Tracking “Apolar” NMe4+ Ions within Two Polyoxothiomolybdates that Have the Same Pores: Smaller Clathrate and Larger Highly Porous Clusters in Action

Two nanosized polyoxothiometalates were synthesized based on linking oxomolybdate building blocks with {Mo2O2S2}2+ groups. Remarkably, both compounds are formed selectively primarily upon changing the related concentrations in a logical way; they exhibit common structural features based on the same {Mo9O6S3}-type pores, which result in connections between {Mo6O21} pentagons and {Mo2O2S2}2+ linkers. Whereas the much larger spherical Mo132-type Keplerate contains twenty pores, the smaller Mo63-type cluster remarkably contains only two.

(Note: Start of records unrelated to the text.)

PR #801, opened 2023-01-25
Improve devx for extracting data from Script

### LINKED ISSUE #765: Improve devx for extracting data from `fuel_tx::transaction::types::Script`
Getting the innards of the `Script` type is a bit of a hassle.

Its fields are `pub(crate)` so accessing them directly isn't possible. 

There are getters for the data contained within but they are visible only if you import the appropriate traits. So to get the script data out of a `Script` our users would need to do something like this:
```rust
    use ::fuels::core::tx::field::ScriptData;
    let tx: ::fuels::core::tx::Script = foo_caller_contract_instance
        .methods()
        .call_foo_contract(Bits256(bits), true)
        .get_executable_call()
        .await
        .unwrap()
        .tx;
    tx.script_data();
```

ATTOW we have the `Script` type in the following public APIs:
* [field](https://github.com/FuelLabs/fuels-rs/blob/1f72d26189a83306bcbaa357cd6b24c9cf5efd1f/packages/fuels-contract/src/execution_script.rs#L26) of the `ExecutableFuelCall`
* `build_transfer_tx`[ returns it.](https://github.com/FuelLabs/fuels-rs/blob/1f72d26189a83306bcbaa357cd6b24c9cf5efd1f/packages/fuels-signers/src/wallet.rs#L268)
* `build_contract_transfer_tx` also [returns it](https://github.com/FuelLabs/fuels-rs/blob/1f72d26189a83306bcbaa357cd6b24c9cf5efd1f/packages/fuels-signers/src/wallet.rs#L283).
* `build_message_to_output_tx` also[ returns it](https://github.com/FuelLabs/fuels-rs/blob/1f72d26189a83306bcbaa357cd6b24c9cf5efd1f/packages/fuels-signers/src/wallet.rs#L330).

Three possible approaches to improving devx are:
1. Create our own Script type, and make it convertible back-n-forth with the original as need be. Ours will have all of its fields public.
**Pros:** 
  Solves the problem throughout our codebase, don't need to think about it anymore.
**Cons:**
  Takes a bit of work to implement. 
2. Add delegating getters to `ExecutableFuelCall` whose implementation will make use of the appropriate traits in order to access the data from `Script`. 
**Pros:**
  Quick
**Cons:**
  If `Script`s start appearing elsewhere we might be right back on square one.
3. Add all the necessary traits to the fuels prelude.
**Pros:**
  Quickest
**Cons:**
  Not sure. Maybe bloat? I'd rather extract the tumor rather than appease it.

MujkicA:
Closes #765, #807

This PR introduces `ScriptTransaction` and `CreateTransaction`  which act as a wrappers for the script and create tx type. They both implement `Transaction` which guarantees that the type can be transformed to a `fuel-tx::Transaction` and be consumed by the client.

The wrappers include getters and builder-like setters to provide a better devx when creating custom scripts or reading the underlying tx from a contract call.

Building a tx:
```rust
let mut tx = ScriptTransaction::new(&inputs, &outputs, params)
                .with_script(binary)
                .with_script_data(data);
                
// or to extend inputs/outputs
tx.inputs_mut().extend(other_inputs);
tx.outputs_mut().extend(other_outputs);
```

Reading tx fields from a contract/script call:
```rust
let mut tx = call_handler.build_tx().await?;
let data = tx.script_data();
let id = tx.id();
```

Some other side-effects of this change:

- removed `ExecutionScript` since this abstraction doesn't provide any functionality at this point.
- constants and params were moved from fuels-core to fuels-types to avoid circular dep
- moved tx validity check to `provider.send_transaction()`


hal3e (approved):

hal3e (changes requested):
Sorry. I did approve but still have to review the PR.

MujkicA:
> Not sure what to do. Not a fan of having the ScriptTransaction stop short of the provider.
> 
> I also tried to see why we couldn't integrate it into the provider. Then the mess started.
> 
> It seemed weird to me that `FuelClient` had these super simple data types as arguments for its methods, but then our provider imposed a bunch of weird foreign bounds on its args. Stuff like: `ExecutableTransaction`, `Chargable` etc.
> 
> Then I realized that is because we're using various helpers from other fuel crates, and these traits originate from them (e.g. `ExecutableTransaction` comes from `fuel-vm`).
> 
> `ExecutableTransaction` is a particularly nasty one to implement if we want a wrapper. It needs like 200 lines just to delegate everything to `Script`.
> 
> Then I got to thinking about whether we really need all these bounds. `Chargable`, `Executable`, `IntoChecked`... etc. Turns out we only need a subset in order to use the helpers and our bounds are too wide making the helper boilerplated.
> 
> I'm for one of two options:
> 
> 1. Bite the bullet, write wrappers and have them be used everywhere in the SDK. This means the provider as well -- figure out the minimum of what we really need to use the fuel helpers and implement only that for the wrappers.
> 2. Add the necessary imports in the prelude and ignore this issue for now.

I dislike option 1. The cost of maintenance might not be worth it. If we end up needing more and more helpers, this doesn't scale well.
Option 2 seems good enough, unless there is some downside to it I'm not seeing.

MujkicA:
> > Not sure what to do. Not a fan of having the ScriptTransaction stop short of the provider.
> > I also tried to see why we couldn't integrate it into the provider. Then the mess started.
> > It seemed weird to me that `FuelClient` had these super simple data types as arguments for its methods, but then our provider imposed a bunch of weird foreign bounds on its args. Stuff like: `ExecutableTransaction`, `Chargable` etc.
> > Then I realized that is because we're using various helpers from other fuel crates, and these traits originate from them (e.g. `ExecutableTransaction` comes from `fuel-vm`).
> > `ExecutableTransaction` is a particularly nasty one to implement if we want a wrapper. It needs like 200 lines just to delegate everything to `Script`.
> > Then I got to thinking about whether we really need all these bounds. `Chargable`, `Executable`, `IntoChecked`... etc. Turns out we only need a subset in order to use the helpers and our bounds are too wide making the helper boilerplated.
> > I'm for one of two options:
> > 
> > 1. Bite the bullet, write wrappers and have them be used everywhere in the SDK. This means the provider as well -- figure out the minimum of what we really need to use the fuel helpers and implement only that for the wrappers.
> > 2. Add the necessary imports in the prelude and ignore this issue for now.
> 
> I dislike option 1. The cost of maintenance might not be worth it. If we end up needing more and more helpers, this doesn't scale well. Option 2 seems good enough, unless there is some downside to it I'm not seeing.

I ended up finding a way to propagate the wrapper trough our API without re-implementing anything too heavy from `fuel-tx`.  I will move the implementation of  #807 to this branch and re-open the PR.

MujkicA:
Updated the PR description

packages/fuels-types/src/transaction.rs
```diff
@@ -0,0 +1,314 @@
...
+            params.maturity,
+            script,
+            script_data,
+            inputs.to_vec(),
+            outputs.to_vec(),
+            vec![],
+        )
+        .into()
+    }
+}
```
iqdecay, line 314: This is great, but I think the usage of a macro warrants at least 1 test to show that the implementation behaves the way we expect it to. This way, if we modify it, we can ensure we're not breaking anything.

iqdecay (changes requested):
This is great stuff! Missing a test IMO, and as usual with me some naming nits.

packages/fuels-programs/src/call_utils.rs
```diff
@@ -334,15 +395,46 @@ fn extract_unique_contract_ids(calls: &[ContractCall]) -> HashSet<ContractId> {
...
+    provider: &Provider,
+    tx: &T,
+) -> Result<Vec<Receipt>> {
+    let receipts = provider.dry_run(tx).await?;
+    validate_script_succedded(&receipts)?;
+
+    Ok(receipts)
+}
+
+fn validate_script_succedded(receipts: &[Receipt]) -> Result<()> {
```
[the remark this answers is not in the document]
digorithm: Since this will commonly be used with the `?` operator, `has_script_succeeded)?;` sounds the most natural to me.

packages/fuels-types/src/transaction.rs
digorithm: @iqdecay Are you talking about the `impl_tx_wrapper` macro? If so, in this case, if the macro implementation fails, it fails to comply with the implementation of the trait `Transaction`, failing right away at compile-time.

iqdecay: I was thinking about the inside behavior, the same way we have unit tests for regular method implementation. Or are the methods here too simple?

hal3e (approved):
This is awesome! Great job!

iqdecay (approved):
LGTM

digorithm (dismissed):
Awesome work, @MujkicA!

Salka1988 (approved):
:+1:

segfault-magnet (commented):
Reviewed alongside @hal3e 
The suggestions made into a PR, if you like them:
https://github.com/FuelLabs/fuels-rs/pull/847/files

digorithm (approved):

The two compounds and a similar Keplerate exhibit interesting supramolecular properties related to interactions with the unusual predominantly apolar NMe4+ cations. Structural characterization of the Mo63-type compound reveals in the solid state a clathrate-like species that contains four NMe4+ cations embedded in two types of structurally well-adapted pockets. Related NMR spectroscopic investigations in solution using NMe4+ as the NMR spectroscopic probe are in agreement with the solid-state description. 1H NMR spectroscopic experiments (1D variable-temperature, 2D total correlation spectroscopy (TOCSY), exchange spectroscopy (EXSY), and diffusion-ordered spectroscopy (DOSY)) feature firmly immobilized and mobile NMe4+ ions in relationship with the type of host–guest arrangements. The use of the 1H NMR DOSY spectroscopic methodology has been successfully applied to track the interactions of the NMe4+ cations with the {Mo9O6S3} pores of a sulfurated Keplerate, thereby allowing the first quantitative analysis of this type of plugging process. The stability constant K=(210±20) mol−1 L is discussed related to the character of the process.